━━━ Data to examine
PR #409, opened 2019-10-24
1586736 - Add Glean-iOS debug functionality

travis79:
This adds CLI handling for the `sendPing`, `tagPings`, and `logPings` commands by using the UserDefaults API to receive and parse launch arguments.

### DIFF
--- a/.gitignore
+++ b/.gitignore
@@ -40,3 +40,4 @@ samples/ios/app/.venv/
 .mypy_cache/
 .coverage
 htmlcov/
+*.log
--- a/docs/user/debugging.md
+++ b/docs/user/debugging.md
@@ -1,4 +1,24 @@
-# Debugging products using the Glean SDK for Android
+# Debugging products using the Glean SDK
+
+## Contents
+
+1. [Debugging the Glean SDK in Android](#debugging-the-glean-sdk-in-android)
+2. [Debugging the Glean SDK in iOS](#debugging-the-glean-sdk-in-ios)
+
+### Important considerations when using Glean SDK debug tools
+
+- Options that are set using the adb flags are not immediately reset and will persist until the application is closed or manually reset.
+
+- There are a couple different ways in which to send pings using the Glean SDK debug tools.
+    1. You can tag pings using the debug tools and trigger them manually using the UI.  This should always produce a ping with all required fields.
+    2. You can tag _and_ send pings using the debug tools.  This has the side effect of potentially sending a ping which does not include all fields because `sendPings` triggers pings to be sent before certain application behaviors can occur which would record that information.  For example, `duration` is not calculated or included in a baseline ping sent with `sendPing` because it forces the ping to be sent before the `duration` metric has been recorded.  Keep in mind that there may be nothing to send, in which case no ping is generated.
+    3. You can trigger a command while the instrumented application is still running.  This is useful for toggling commands or for triggering pings that have schedules that are difficult to trigger manually.  This is especially useful if you need to trigger a ping submission after some activity within the application, such as with the metrics ping.
+
+### Glean Log messages
+
+Glean logs warnings and errors through the platform-specific logging frameworks.  See the platform-specific instructions for information on how to view the logs.
+
+## Debugging the Glean SDK in Android
 
 The Glean SDK exports the `GleanDebugActivity` that can be used to toggle debugging features on or off.
 Users can invoke this special activity, at run-time, using the following [`adb`](https://developer.android.com/studio/command-line/adb) command:
@@ -25,7 +45,7 @@ In the above:
 
 For example, to direct a release build of the Glean sample application to (1) dump pings to logcat, (2) tag the ping with the `test-metrics-ping` tag, and (3) send the "metrics" ping immediately, the following command can be used:
 
-```
+```shell
 adb shell am start -n org.mozilla.samples.glean/mozilla.telemetry.glean.debug.GleanDebugActivity \
   --ez logPings true \
   --es sendPing metrics \
@@ -35,27 +55,19 @@ adb shell am start -n org.mozilla.samples.glean/mozilla.telemetry.glean.debug.Gl
 > **Note:** In previous versions of Glean the activity was available with the name `mozilla.components.service.glean.debug.GleanDebugActivity`.
 >
 > If you're debugging an old build, try running:
-> ```
+>
+> ```shell
 > adb shell am start -n org.mozilla.samples.glean/mozilla.components.service.glean.debug.GleanDebugActivity \
 >   --ez logPings true \
 >   --es sendPing metrics \
 >   --es tagPings test-metrics-ping
 > ```
 
-### Important GleanDebugActivity notes!
+### Glean Log messages
 
-- Options that are set using the adb flags are not immediately reset and will persist until the application is closed or manually reset.
-
-- There are a couple different ways in which to send pings through the GleanDebugActivity.
-    1. You can use the `GleanDebugActivity` in order to tag pings and trigger them manually using the UI.  This should always produce a ping with all required fields.
-    2. You can use the `GleanDebugActivity` to tag _and_ send pings.  This has the side effect of potentially sending a ping which does not include all fields because `sendPings` triggers pings to be sent before certain application behaviors can occur which would record that information.  For example, `duration` is not calculated or included in a baseline ping sent with `sendPing` because it forces the ping to be sent before the `duration` metric has been recorded.
-
-## Glean Log messages
-
-Glean logs warnings and errors through the Android logging framework.
 When running a Glean-powered app in the Android emulator or on a device connected to your computer via cable, there are several ways to read the log output.
 
-### Android Studio
+#### Android Studio
 
 Android Studio can show the logs of a connected emulator or device.
 To display the log messages for an app:
@@ -71,28 +83,143 @@ More information can be found in the [View Logs with Logcat][] help article.
 
 [View Logs with Logcat]: https://developer.android.com/studio/debug/am-logcat
 
-### Command line
+#### Command line
 
 On the command line you can show all of the log output using:
 
-```
+```shell
 adb logcat
 ```
 
 This is the unfiltered output of all log messages.
 You can match for `glean` using grep:
 
-```
+```shell
 adb logcat | grep -i glean
 ```
 
 A simple way to filter for only the application that is being debugged is by using [pidcat][], a wrapper around `adb`, which adds colors and proper filtering by application ID and log level.
 Run it like this to filter for an application:
 
-```
+```shell
 pidcat [applicationId]
 ```
 
 In the above `[applicationId]` is the product's application id as defined in the manifest file and/or build script. For the Glean sample application, this is `org.mozilla.samples.glean` for a release build and `org.mozilla.samples.glean.debug` for a debug build.
 
 [pidcat]: https://github.com/JakeWharton/pidcat
+
+## Debugging the Glean SDK in iOS
+
+For debugging and validation purposes on iOS, Glean makes use of a custom URL scheme which is implemented _within the application_ that is consuming Glean.  Glean provides some convenience functions to facilitate this, but it's up to the consuming application to enable this functionality.  Applications that enable this Glean SDK feature will be able to launch the application from a URL with the Glean debug commands embedded in the URL itself.
+
+### Available commands and query format
+
+There are 3 available commands that you can use with the Glean SDK debug tools
+
+- `logPings`: This is either true or false and will cause pings that are submitted to also be echoed to the device's log
+- `tagPings`: This command will tag outgoing pings with the provided value, in order to identify them in the Glean Debug View. Tags need to be string with upper and lower case letters, numbers and dashes, with a max length of 20 characters.
+- `sendPing`: This command expects a string name of a ping to force immediate collection and submission of.
+
+The structure of the custom URL uses the following format:
+
+`<protocol>://glean?<command 1>=<paramter 1>&<command 2>=<parameter 2> ...`
+
+Where:
+
+- `<protocol>` is the "Url Scheme" that has been added for your app (see Instrumenting the application below), such as `glean-sample-app`.
+- This is followed by `://` and then `glean` which is required for the Glean SDK to recognize the command is meant for it to process.
+- Following standard URL query format, the next character after `glean` is the `?` indicating the beginning of the query.
+- This is followed by one or more queries in the form of `<command>=<parameter>`, where the command is one of the commands listed above, followed by an `=` and then the value or parameter to be used with the command.
+
+There are a few things to consider when creating the custom URL:  
+
+- Invalid commands will log an error and cause the entire url to be ignored.
+- Not all commands are required to be encoded in the URL, you can mix and match the commands that you need.
+- Multiple instances of commands are not allowed in the same url and, if present, will cause the entire url to be ignored.
+
+### Instrumenting the application for Glean debug functionality
+
+In order to enable the debugging features in a Glean SDK consuming iOS application, it is necessary to add some information to the application's `Info.plist`, and add a line and possibly an override for a function in the `AppDelegate.swift`.
+
+#### Register custom URL scheme in `Info.plist`
+
+> **Note:** If your application already has a custom URL scheme implemented, there is no need to implement a second scheme, you can simply use that and skip to the next section about adding the convenience method.  If the app doesn't have a custom URL scheme implemented, then you will need to perform the following instructions to register your app to recieve custom URLs.
+
+Find and open the application's `Info.plist` and right click any blank area and select `Add Row` to create a new key.
+
+You will be prompted to select a key from a drop-down menu, scroll down to and select `URL types`.  This creates an array item, which can be expanded by clicking the triangle disclosure icon.
+
+Select `Item 0`, click on it and click the disclosure icon to expand it and show the `URL identifier` line.  Double-click the value field and fill in your identifier, typically the same as the bundle ID.
+
+Right-click on `Item 0` and select `Add Row` from the context menu.  In the dropdown menu, select `URL Schemes` to add the item.
+
+Click on the disclosure icon of `URL Schemes` to expand the item, double-click the value field of `Item 0` and key in the value for your application's custom scheme.  For instance, the Glean sample app uses `glean-sample-app`, which allows for custom URL's to be crafted using that as a protocol, for example: `glean-sample-app://glean?logPings=true`
+
+#### Add the `Glean.handleCustomUrl()` convenience function and necessary overrides
+
+In order to handle the incoming Glean SDK debug commands, it is necessary to implement the override in the application's `AppDelegate.swift` file.  Within that function, you can make use of the convenience function provided in Glean `handleCustomUrl(url: URL)`.  
+
+An example of a simple implementation of this would look like this:
+
+```Swift
+func application(_: UIApplication,
+                 open url: URL,
+                 options _: [UIApplication.OpenURLOptionsKey: Any] = [:]) -> Bool {
+    // ...
+
+    // This does nothing if the url isn't meant for Glean.
+    Glean.shared.handleCustomUrl(url: url)
+
+    // ...
+
+    return true
+}
+```
+
+If you need additional help setting up a custom URL scheme in your application, please refer to [Apple's documentation](https://developer.apple.com/documentation/uikit/inter-process_communication/allowing_apps_and_websites_to_link_to_your_content/defining_a_custom_url_scheme_for_your_app).
+
+### Invoking the Glean-iOS debug commands
+
+Now that the app has the Glean SDK debug functionality enabled, there are a few ways in which we can invoke the debug commands.
+
+#### Using a web browser
+
+Perhaps the simplest way to invoke the Glean SDK debug functionality is to open a web browser and type/paste the custom URL into the address bar.  This is especially useful on an actual device because there isn't a good way to launch from the command line and process the URL for an actual device.
+
+Using the glean-sample-app as an example: to activate ping logging, tag the pings to go to the Glean Debug View, and force the `events` ping to be sent, enter the following URL in a web browser on the iOS device:
+
+```shell
+glean-sample-app://glean?logPings=true&tagPings=My-ping-tag&sendPing=events
+```
+
+This should cause iOS to prompt you with a dialog asking if you want to open the URL in the Glean Sample App, and if you select "Okay" then it will launch (or resume if it's already running) the application with the indicated commands and parameters and immediately force the collection and submission of the events ping.
+
+> **Note:** This method does not work if the browser you are using to input the command is the same application you are attempting to pass the Glean debug commands to.  So, you couldn't use Firefox for iOS to trigger commands within Firefox for iOS.
+
+It is also possible to encode the URL into a 2D barcode or QR code and launch the app via the camera app.  After scanning the encoded URL, the dialog prompting to launch the app should appear as if the URL were entered into the browser address bar.
+
+#### Using the command line
+
+This method is useful for testing via the Simulator, which typically requires a Mac with Xcode installed, including the Xcode command line tools.  In order to perform the same command as above with using the browser to input the URL, you can use the following command in the command line terminal of the Mac:
+
+```shell
+xcrun simctl openurl booted "glean-sample-app://glean?logPings=true&tagPings=My-ping-tag&sendPing=events"
+```
+
+This will launch the simulator and again prompt the user with a dialog box asking if you want to open the URL in the Glean Sample App (or whichever app you are instrumenting and testing).
+
+### Glean log messages
+
+If debugging in the simulator, the logging messages can be seen in the console window within Xcode.
+
+When running a Glean-powered app in the iOS Simulator or on a device connected to your computer via cable, the following steps will help in getting the logs:
+
+1. Plug in the device and open Xcode
+2. Choose Window -> Devices from the menu bar
+3. Under the DEVICES section in the left column, choose the device
+4. To see the device console, click the up-triangle at the bottom left of the right hand panel
+
+> **Note:** It is helpful to filter the console window by adding the keyword "glean" to the filter box.  This will allow you to see only messages generated by the Glean SDK.
+
+You can refer to [this Apple technical Q&A](https://developer.apple.com/library/archive/qa/qa1747/_index.html) for more information about debugging deployed iOS apps.
--- a/glean-core/ios/Glean.xcodeproj/project.pbxproj
+++ b/glean-core/ios/Glean.xcodeproj/project.pbxproj
@@ -7,6 +7,8 @@
 	objects = {
 
 /* Begin PBXBuildFile section */
+		1F39E7B0239F0505009B13B3 /* GleanDebugTools.swift in Sources */ = {isa = PBXBuildFile; fileRef = 1F39E7AF239F0505009B13B3 /* GleanDebugTools.swift */; };
+		1F39E7B3239F0777009B13B3 /* GleanDebugUtilityTests.swift in Sources */ = {isa = PBXBuildFile; fileRef = 1F39E7B2239F0777009B13B3 /* GleanDebugUtilityTests.swift */; };
 		1F6058932314863400307A9F /* Configuration.swift in Sources */ = {isa = PBXBuildFile; fileRef = 1F6058922314863400307A9F /* Configuration.swift */; };
 		1F605895231489AB00307A9F /* HttpPingUploader.swift in Sources */ = {isa = PBXBuildFile; fileRef = 1F605894231489AB00307A9F /* HttpPingUploader.swift */; };
 		1F60589723148BF800307A9F /* GleanLifecycleObserver.swift in Sources */ = {isa = PBXBuildFile; fileRef = 1F60589623148BF800307A9F /* GleanLifecycleObserver.swift */; };
@@ -75,6 +77,8 @@
 /* End PBXContainerItemProxy section */
 
 /* Begin PBXFileReference section */
+		1F39E7AF239F0505009B13B3 /* GleanDebugTools.swift */ = {isa = PBXFileReference; lastKnownFileType = sourcecode.swift; path = GleanDebugTools.swift; sourceTree = "<group>"; };
+		1F39E7B2239F0777009B13B3 /* GleanDebugUtilityTests.swift */ = {isa = PBXFileReference; lastKnownFileType = sourcecode.swift; path = GleanDebugUtilityTests.swift; sourceTree = "<group>"; };
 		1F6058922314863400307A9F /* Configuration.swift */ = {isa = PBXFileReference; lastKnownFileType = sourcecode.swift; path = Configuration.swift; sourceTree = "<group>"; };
PR #410, opened 2019-10-24
1575848: Record an error if preinit tasks timeout

mdboom:


mdboom:
@janerik, @travis: Should we remove the swiftlint for TODOs?

glean-core/android/metrics.yaml
```diff
@@ -208,39 +208,52 @@ glean.internal.metrics:
...
+      - https://bugzilla.mozilla.org/1499761
+    data_reviews:
+      - https://bugzilla.mozilla.org/show_bug.cgi?id=1499761#c5
+    notification_emails:
+      - telemetry-client-dev@mozilla.com
+    expires: never
+    send_in_pings:
+      - all_pings
+    no_lint:
+      - COMMON_PREFIX
```
mdboom: This just fixes the indentation.

badboy: huh, wonder why these were all wrong to begin with.

travis79:
> @janerik, @travis: Should we remove the swiftlint for TODOs?

You want to do this so that we can catch the TODO's on build?

glean-core/ios/Glean/Dispatchers.swift
```diff
@@ -158,6 +158,9 @@ class Dispatchers {
         // `waitUntilFinished` parameter since this is a serial queue and any newly queued tasks
         // should execute after the `preInitOperations` that are being added here. For tests, we
         // need to await all of the tasks to finish execution, so we set this to true.
+
+        // TODO 1591094: Android has a timeout of 5 seconds for running preinit tasks.
```
badboy: swiftfmt formats this to `// TODO: 1591094: ...`

A better format would be: `// TODO(bug 1591094)` and then swiftfmt is happy as well

mdboom: Ah -- I thought swiftlint was just complaining about having a `TODO` at all.  (The output in CircleCI isn't terribly helpful -- I wonder if there's something we can do there...)

glean-core/android/metrics.yaml
mdboom: /me goes to add yamllint (if that even exists) to CI...

glean-core/ios/Glean/Dispatchers.swift
badboy: Unfortunately the output is awful indeed and it is `swiftformat` that is complaining.
I'll whip something up.

glean-core/android/metrics.yaml
```diff
@@ -208,39 +208,52 @@ glean.internal.metrics:
...
+    description:
+      Set to true if the tasks that are queued prior to Glean initialization
+      time out.
+    bugs:
+      - https://bugzilla.mozilla.org/1575848
+    data_reviews:
+      - TBD
+    notification_emails:
+      - telemetry-client-dev@mozilla.com
+    expires: never
```
Dexterp37: Are we adding this to investigate a specific problem? If so, do we want to retain this really `forever`?

mdboom: Not to investigate a specific problem.  Just that tasks timing out would lead to data loss, and it would be good to know about it if it ever happens.  I thought `never` because I sort of see this in the same category as the other error reporting -- a general telemetry health metric...

mdboom:
Marking as WIP, since it needs data review for the new metric.

glean-core/android/metrics.yaml
Dexterp37: That's perfect, I wanted to make sure I wasn't missing something :)

PR #411, opened 2019-10-24
CLEANUP: Remove test for preinit timing distribution recording

mdboom:
I missed this as part of #400.  It is now fully covered by the tests added
there.

Also \o/ last `@Ignore`d test!


mdboom:
I guess we could just remove the ignore - but the two added [here](https://github.com/mozilla/glean/blob/master/glean-core/android/src/test/java/mozilla/telemetry/glean/private/TimingDistributionMetricTypeTest.kt#L178) are more thorough...

badboy:
> I guess we could just remove the ignore - but the two added [here](https://github.com/mozilla/glean/blob/master/glean-core/android/src/test/java/mozilla/telemetry/glean/private/TimingDistributionMetricTypeTest.kt#L178) [](/mozilla/glean/blob/HEAD@{2019-10-24T15:23:00Z}/glean-core/android/src/test/java/mozilla/telemetry/glean/private/TimingDistributionMetricTypeTest.kt#L178) are more thorough...

works for me.

PR #416, opened 2019-10-28
Update dependencies

badboy:
[cargo-outdated](https://crates.io/crates/cargo-outdated) is a useful tool


glean-core/Cargo.toml
```diff
@@ -9,12 +9,12 @@ license = "MPL-2.0"
 edition = "2018"
 
 [dependencies]
-serde = { version = "1.0.90", features = ["derive"] }
-serde_json = "1.0.39"
-rkv = "0.9.4"
+serde = { version = "1.0.102", features = ["derive"] }
+serde_json = "1.0.41"
+rkv = "0.10.2"
```
Dexterp37: Can this potentially break loading data from an older version? This shouldn't given that it's no major version upgrade, but can you check please?

badboy: Nope, it's the same underlying lmdb, it's just bug fixes in rkv and lmdb-sys

PR #417, opened 2019-10-28
Truncate strings in a list at string boundaries

badboy:


mdboom:
:+1: yeah -- that's a "panic bomb" averted.

PR #424, opened 2019-10-29
Release version 19.1.0

badboy:


.buildconfig.yml
```diff
@@ -1,4 +1,4 @@
-libraryVersion: 20.0.0-SNAPSHOT
```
━━━━━━
## Your instructions
Using the records above, repeat exactly the lines from the first one through the line with "ping is generated.".

## Answer section
PR #409, opened 2019-10-24
1586736 - Add Glean-iOS debug functionality

travis79:
This adds CLI handling for the `sendPing`, `tagPings`, and `logPings` commands by using the UserDefaults API to receive and parse launch arguments.

### DIFF
--- a/.gitignore
+++ b/.gitignore
@@ -40,3 +40,4 @@ samples/ios/app/.venv/
 .mypy_cache/
 .coverage
 htmlcov/
+*.log
--- a/docs/user/debugging.md
+++ b/docs/user/debugging.md
@@ -1,4 +1,24 @@
-# Debugging products using the Glean SDK for Android
+# Debugging products using the Glean SDK
+
+## Contents
+
+1. [Debugging the Glean SDK in Android](#debugging-the-glean-sdk-in-android)
+2. [Debugging the Glean SDK in iOS](#debugging-the-glean-sdk-in-ios)
+
+### Important considerations when using Glean SDK debug tools
+
+- Options that are set using the adb flags are not immediately reset and will persist until the application is closed or manually reset.
+
+- There are a couple different ways in which to send pings using the Glean SDK debug tools.
+    1. You can tag pings using the debug tools and trigger them manually using the UI.  This should always produce a ping with all required fields.
+    2. You can tag _and_ send pings using the debug tools.  This has the side effect of potentially sending a ping which does not include all fields because `sendPings` triggers pings to be sent before certain application behaviors can occur which would record that information.  For example, `duration` is not calculated or included in a baseline ping sent with `sendPing` because it forces the ping to be sent before the `duration` metric has been recorded.  Keep in mind that there may be nothing to send, in which case no ping is generated.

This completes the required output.